The way my gran taught me (and she tied all her quilts) is that if you need a tie every 6 inches that means if you go 6 inches out from your first tie and use that measurement to draw an imaginary circle (so a 12-inch circle with a tie in the center), you need to put ties on that circle edge; top, bottom, left, right. Keep that up until the entire quilt is covered.
If you have a quilt tied like that, or draw up one in your imagination or on a piece of paper, you can see there are long stretches in each direction with nothing securing it. My gran made ALL of her quilts that way, and they all have survived wonderfully. The bindings wear out and some ties go missing over the years but I've never had one where the batting shifted.
If you do ties, think about the loooong expanses with no ties! If you were tying that quilt you could very well have had ties along the edge of the border and not in the border at all and it would have been fine.
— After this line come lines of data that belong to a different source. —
PR #453, opened 2018-10-12
Fixes in generic logs parsing

mbudiu-vmw:
@SivaMaplelabs : can you please review this code?


platform/src/main/java/org/hillview/storage/GenericLogs.java
```diff
@@ -80,25 +68,28 @@ void parse(String line, String[] output) {
         public ITable load() {
             try (BufferedReader reader = new BufferedReader(
                     this.getFileReader())) {
```
SivaMaplelabs: @mbudiu-vmw Please add the removed code to handle the empty file.
Else will face the NullPointerException.
0ccb64ea-9e84-4250-b0c1-b49d43335e32.loadTable() java.lang.Exception: java.lang.NullPointerException 
at org.hillview.dataset.LocalDataSet.lambda$map$1(LocalDataSet.java:118) 
Caused by: java.lang.NullPointerException

SivaMaplelabs:
@mbudiu-vmw Could you please handle the case that if the user provides wrong log pattern(for the Syslog %{HADOOP}) then schema will contain only host field as the condition(https://github.com/vmware/hillview/blob/b6c06902021c1ca3630dfccbe4dfb828aa7cc44b/platform/src/main/java/org/hillview/storage/GenericLogs.java#L83) will not match.

I missed this case to handle.

match

platform/src/main/java/org/hillview/storage/FileSetDescription.java
```diff
@@ -129,9 +129,11 @@ public ITable load() {
                     loader = new HillviewLogs.LogFileLoader(this.pathname);
                     break;
                 case "genericlog":
-                    GenericLogs genLog = new GenericLogs(FileSetDescription.this.getLogFormat());
-                    loader = new GenericLogs.LogFileLoader(this.pathname, genLog);
-                    break; 
+                    String format = FileSetDescription.this.getLogFormat();
+                    assert format != null;
```
SivaMaplelabs: @mbudiu-vmw I think the best way to handle this is to make the "logFormat" field mandatory in the UI as if the user does not provide anything in the logFormat it would halt while loading.
assert

platform/src/main/java/org/hillview/storage/GenericLogs.java
mbudiu-vmw: I will fix this, but if a log file is empty you will have other problems when you load data from multiple machines. The schema will not match between the various machines because empty files will have no columns. What we need to do is to create a schema even if there are no lines - the schema will need to be created directly from the pattern instead of being created from the first row.

platform/src/main/java/org/hillview/storage/FileSetDescription.java
mbudiu-vmw: We cannot easily validate the logformat in the UI.
Here we just assert it is not null - that makes the style checker from IntelliJ happy. 
Otherwise, because of the way we use the `@Nullable` annotation, we would have to initialize the corresponding field of the log format with some value, even if that value is never used (the format is populated by reflection when loading form JSON).

mbudiu-vmw:
What are the patterns you are using to load the 4 log files you have checked-in?

SivaMaplelabs:
1. Syslog
2. Datanode
3. Hbase
4. Yarn
https://github.com/vmware/hillview/blob/master/platform/src/main/resources/patterns/log-patterns

platform/src/main/java/org/hillview/storage/FileSetDescription.java
SivaMaplelabs: We can make the required fields mandatory so that there will not any null values for the fields.
https://www.w3schools.com/tags/att_input_required.asp

SivaMaplelabs: We can fix this as part of https://github.com/vmware/hillview/issues/456.

mbudiu-vmw:
@SivaMaplelabs : I appologize for the big change; most of it is just moving the tests to different folders, since it was getting difficult to navigate the folder with tests. 
I have created several unit tests for the GenericLogs which load the files you provided.
Please take another look. I have integrated your changes already.
I am using a StringBuilder to construct the log lines; it is much more GC-efficient than appending strings.

mbudiu-vmw:
You will also notice that I created a special kind of column that has all values identical. There is no reason to store a copy of the hostname for every row, we store them in this fake column instead. The downside is that the column has to be added after parsing. But the storage cost is essentially free.

SivaMaplelabs:
@mbudiu-vmw Please merge this PR.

The way my gran taught me (and she tied all her quilts) is that if you need a tie every 6 inches that means if you go 6 inches out from your first tie and use that measurement to draw an imaginary circle (so a 12-inch circle with a tie in the center), you need to put ties on that circle edge; top, bottom, left, right. Keep that up until the entire quilt is covered.
If you have a quilt tied like that, or draw up one in your imagination or on a piece of paper, you can see there are long stretches in each direction with nothing securing it. My gran made ALL of her quilts that way, and they all have survived wonderfully. The bindings wear out and some ties go missing over the years but I've never had one where the batting shifted.
#18
Super Member
Join Date: Mar 2013
Location: Texas
Posts: 1,198
This is actually a doll quilt, so really didn't need any stitching in the border, which was 2-1/2" strips, but it looked unfinished to me, so I did a straight line echo quilt all around it.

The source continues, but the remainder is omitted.